### WHAT IS BEING ASKED
Report back every line from the entries below in which the word "will" occurs.

### RECORDED DATA
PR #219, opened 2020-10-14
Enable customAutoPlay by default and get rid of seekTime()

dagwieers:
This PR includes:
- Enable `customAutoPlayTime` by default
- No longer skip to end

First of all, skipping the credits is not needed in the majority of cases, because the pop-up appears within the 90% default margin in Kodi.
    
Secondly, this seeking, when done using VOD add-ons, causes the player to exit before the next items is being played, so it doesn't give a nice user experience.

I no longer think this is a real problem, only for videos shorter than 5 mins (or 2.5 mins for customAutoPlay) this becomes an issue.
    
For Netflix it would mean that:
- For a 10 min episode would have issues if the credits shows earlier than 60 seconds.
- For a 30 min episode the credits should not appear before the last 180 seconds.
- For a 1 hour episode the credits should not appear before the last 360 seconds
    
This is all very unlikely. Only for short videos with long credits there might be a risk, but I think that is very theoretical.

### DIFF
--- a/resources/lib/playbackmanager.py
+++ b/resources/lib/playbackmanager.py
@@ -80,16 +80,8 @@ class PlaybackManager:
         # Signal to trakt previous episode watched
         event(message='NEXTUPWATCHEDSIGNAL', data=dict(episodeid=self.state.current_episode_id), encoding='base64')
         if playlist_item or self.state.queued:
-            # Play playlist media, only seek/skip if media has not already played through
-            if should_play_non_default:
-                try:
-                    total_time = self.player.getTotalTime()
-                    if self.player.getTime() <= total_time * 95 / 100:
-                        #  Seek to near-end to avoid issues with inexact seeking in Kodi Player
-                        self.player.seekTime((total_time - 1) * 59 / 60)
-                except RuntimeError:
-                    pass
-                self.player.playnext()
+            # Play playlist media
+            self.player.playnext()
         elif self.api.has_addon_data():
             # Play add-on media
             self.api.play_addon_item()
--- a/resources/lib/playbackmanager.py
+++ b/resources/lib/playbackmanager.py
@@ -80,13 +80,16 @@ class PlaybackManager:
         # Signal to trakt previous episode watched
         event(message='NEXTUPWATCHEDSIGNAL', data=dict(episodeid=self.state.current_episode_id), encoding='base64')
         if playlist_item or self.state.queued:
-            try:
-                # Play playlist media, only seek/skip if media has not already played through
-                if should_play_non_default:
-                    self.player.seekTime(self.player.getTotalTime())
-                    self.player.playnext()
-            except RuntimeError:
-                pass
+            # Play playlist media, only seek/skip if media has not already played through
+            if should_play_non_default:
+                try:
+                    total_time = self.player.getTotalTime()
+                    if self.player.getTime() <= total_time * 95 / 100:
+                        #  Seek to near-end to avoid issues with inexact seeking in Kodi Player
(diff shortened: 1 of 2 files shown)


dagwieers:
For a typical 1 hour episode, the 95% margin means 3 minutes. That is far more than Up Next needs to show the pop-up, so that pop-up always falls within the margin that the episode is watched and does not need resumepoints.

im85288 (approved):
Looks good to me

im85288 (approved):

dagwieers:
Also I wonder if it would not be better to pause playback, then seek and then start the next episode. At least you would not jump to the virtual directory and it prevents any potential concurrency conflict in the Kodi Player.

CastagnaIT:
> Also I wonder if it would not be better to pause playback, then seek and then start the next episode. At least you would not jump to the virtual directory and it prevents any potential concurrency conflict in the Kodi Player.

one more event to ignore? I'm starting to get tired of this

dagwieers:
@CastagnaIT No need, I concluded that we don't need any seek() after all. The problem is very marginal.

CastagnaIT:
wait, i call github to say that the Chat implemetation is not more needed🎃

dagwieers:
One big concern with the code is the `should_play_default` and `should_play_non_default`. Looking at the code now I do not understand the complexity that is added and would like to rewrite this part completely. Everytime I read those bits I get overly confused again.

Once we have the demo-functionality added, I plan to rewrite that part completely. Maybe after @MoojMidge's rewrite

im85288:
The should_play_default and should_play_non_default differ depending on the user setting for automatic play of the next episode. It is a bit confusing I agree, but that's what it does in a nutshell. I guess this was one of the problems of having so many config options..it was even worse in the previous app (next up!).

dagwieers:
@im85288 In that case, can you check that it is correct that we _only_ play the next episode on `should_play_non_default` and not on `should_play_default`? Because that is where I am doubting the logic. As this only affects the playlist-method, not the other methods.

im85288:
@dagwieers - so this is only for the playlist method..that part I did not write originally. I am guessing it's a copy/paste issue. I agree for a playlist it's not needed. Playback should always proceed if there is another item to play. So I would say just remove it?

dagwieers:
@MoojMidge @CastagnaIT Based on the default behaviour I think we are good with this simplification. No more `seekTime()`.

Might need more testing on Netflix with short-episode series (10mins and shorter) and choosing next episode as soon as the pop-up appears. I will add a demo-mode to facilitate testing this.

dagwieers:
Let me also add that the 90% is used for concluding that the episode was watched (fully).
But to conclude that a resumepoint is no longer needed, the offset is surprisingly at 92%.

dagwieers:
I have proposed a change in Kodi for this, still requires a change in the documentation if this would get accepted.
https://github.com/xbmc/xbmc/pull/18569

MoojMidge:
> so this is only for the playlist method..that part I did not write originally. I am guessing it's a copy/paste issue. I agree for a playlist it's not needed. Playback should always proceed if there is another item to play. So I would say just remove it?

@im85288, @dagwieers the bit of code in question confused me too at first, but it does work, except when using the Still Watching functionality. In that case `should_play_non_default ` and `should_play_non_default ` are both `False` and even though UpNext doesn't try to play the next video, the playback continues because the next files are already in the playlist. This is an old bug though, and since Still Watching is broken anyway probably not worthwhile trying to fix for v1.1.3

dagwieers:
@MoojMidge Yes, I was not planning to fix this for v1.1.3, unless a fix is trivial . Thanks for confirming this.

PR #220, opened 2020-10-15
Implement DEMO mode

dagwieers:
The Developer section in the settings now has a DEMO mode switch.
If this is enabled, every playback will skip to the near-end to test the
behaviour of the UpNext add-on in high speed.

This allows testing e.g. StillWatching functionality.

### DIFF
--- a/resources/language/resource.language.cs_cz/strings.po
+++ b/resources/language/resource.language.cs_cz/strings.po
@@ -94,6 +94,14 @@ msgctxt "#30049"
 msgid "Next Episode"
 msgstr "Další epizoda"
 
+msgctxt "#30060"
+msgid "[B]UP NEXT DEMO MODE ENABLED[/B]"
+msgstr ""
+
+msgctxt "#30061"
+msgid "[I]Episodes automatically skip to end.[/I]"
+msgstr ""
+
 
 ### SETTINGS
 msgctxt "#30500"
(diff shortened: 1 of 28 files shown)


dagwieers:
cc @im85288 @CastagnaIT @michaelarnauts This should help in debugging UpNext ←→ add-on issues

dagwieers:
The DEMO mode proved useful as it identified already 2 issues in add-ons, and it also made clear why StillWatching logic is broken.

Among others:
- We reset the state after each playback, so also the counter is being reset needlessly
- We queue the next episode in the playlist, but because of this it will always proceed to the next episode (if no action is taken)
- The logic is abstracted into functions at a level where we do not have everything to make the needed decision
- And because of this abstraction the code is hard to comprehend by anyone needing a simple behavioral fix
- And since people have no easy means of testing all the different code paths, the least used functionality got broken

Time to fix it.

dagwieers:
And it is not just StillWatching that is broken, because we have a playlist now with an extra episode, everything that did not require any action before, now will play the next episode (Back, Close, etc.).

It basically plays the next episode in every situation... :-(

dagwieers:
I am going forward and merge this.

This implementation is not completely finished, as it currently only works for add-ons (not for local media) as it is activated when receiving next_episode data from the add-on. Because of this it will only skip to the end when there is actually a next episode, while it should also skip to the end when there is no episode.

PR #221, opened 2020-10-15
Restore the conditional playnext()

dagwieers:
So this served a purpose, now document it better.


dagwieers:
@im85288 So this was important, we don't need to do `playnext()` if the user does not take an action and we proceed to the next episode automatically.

### YOUR SOLUTION
Might need more testing on Netflix with short-episode series (10mins and shorter) and choosing next episode as soon as the pop-up appears. I will add a demo-mode to facilitate testing this.
If this is enabled, every playback will skip to the near-end to test the
- We queue the next episode in the playlist, but because of this it will always proceed to the next episode (if no action is taken)
And it is not just StillWatching that is broken, because we have a playlist now with an extra episode, everything that did not require any action before, now will play the next episode (Back, Close, etc.).
This implementation is not completely finished, as it currently only works for add-ons (not for local media) as it is activated when receiving next_episode data from the add-on. Because of this it will only skip to the end when there is actually a next episode, while it should also skip to the end when there is no episode.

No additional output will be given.